At this point I tried not use dynamic allocations anymore. Interpreter allocates a big chunck of buffer and everything related to our program is stored in this buffer. Beginning of this buffer is used for stack, and tail of this buffer is used for heap. Once the program is compiled, there are no more allocations.

Usage

Once the program is run, you can type in your code and it will compile and run if it is valid. It will accept input until it can compile it correctly. If you make a mistake you can use ctrl-c to ignore current inputs. For debugging purposes it also shows compiled form of program and last value on stack.

An example run is like this

>> a = 3;
  program 1
    statement
      value
        assignment
          a (4)
          value
            3
3
>> b = a + 2;
  program 1
    statement
      value
        assignment
          b (5)
          value
            a (4)
            2
            +
5
>> f = func(x, y){
>>>> return x + y;
>>>> };
  program 1
    statement
      value
        assignment
          f (6)
          value
            func (x (0), y (0))
              multiple_statement 0
                statement
                  return
                    value
                      x (0)
                      y (1)
                      +

func (x (0), y (0))
  multiple_statement 0
    statement
      return
        value
          x (0)
          y (1)
          +

>> t = f(3,4);
  program 1
    statement
      value
        assignment
          t (7)
          value
            func_call
              f (6)
              (
                value
                  3
                value
                  4
              )

7
>>

My input is given in lines that start with >>

In future there will be ways to run a text file directly.

Install

ingenue comes with VS project files.
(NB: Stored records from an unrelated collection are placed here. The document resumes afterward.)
PR #2049, opened 2020-08-25
Use LocationManagerCompat.isLocationEnabled().

Isira-Seneviratne:
Make use of [`LocationManagerCompat.isLocationEnabled()`](https://github.com/androidx/androidx/blob/abb30e5fd0f6b6905e290087020a979655824050/core/core/src/main/java/androidx/core/location/LocationManagerCompat.java#L58).

### DIFF
--- a/app/src/main/java/de/westnordost/streetcomplete/MainActivity.java
+++ b/app/src/main/java/de/westnordost/streetcomplete/MainActivity.java
@@ -1,25 +1,18 @@
 package de.westnordost.streetcomplete;
 
-import android.content.res.Configuration;
-import android.graphics.Point;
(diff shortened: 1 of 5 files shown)


westnordost:
Sorry, this PR is wrong.

`LocationUtil.isLocationOn` does something different than `LocationManagerCompat.isLocationEnabled`, just look at the implementation. It is completely different.

Isira-Seneviratne:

There are no dependincies.

Real source is in lexer_cpp folder. Other folders are from previous versions of the language, in which lexer and interpreter was different applications. lexer was a java program and interpreter were C++, it was my wilder days :)

Future

Once the language is more mature, I am planning to add more experimental features. One feature I think of is being able to modify source code in run time.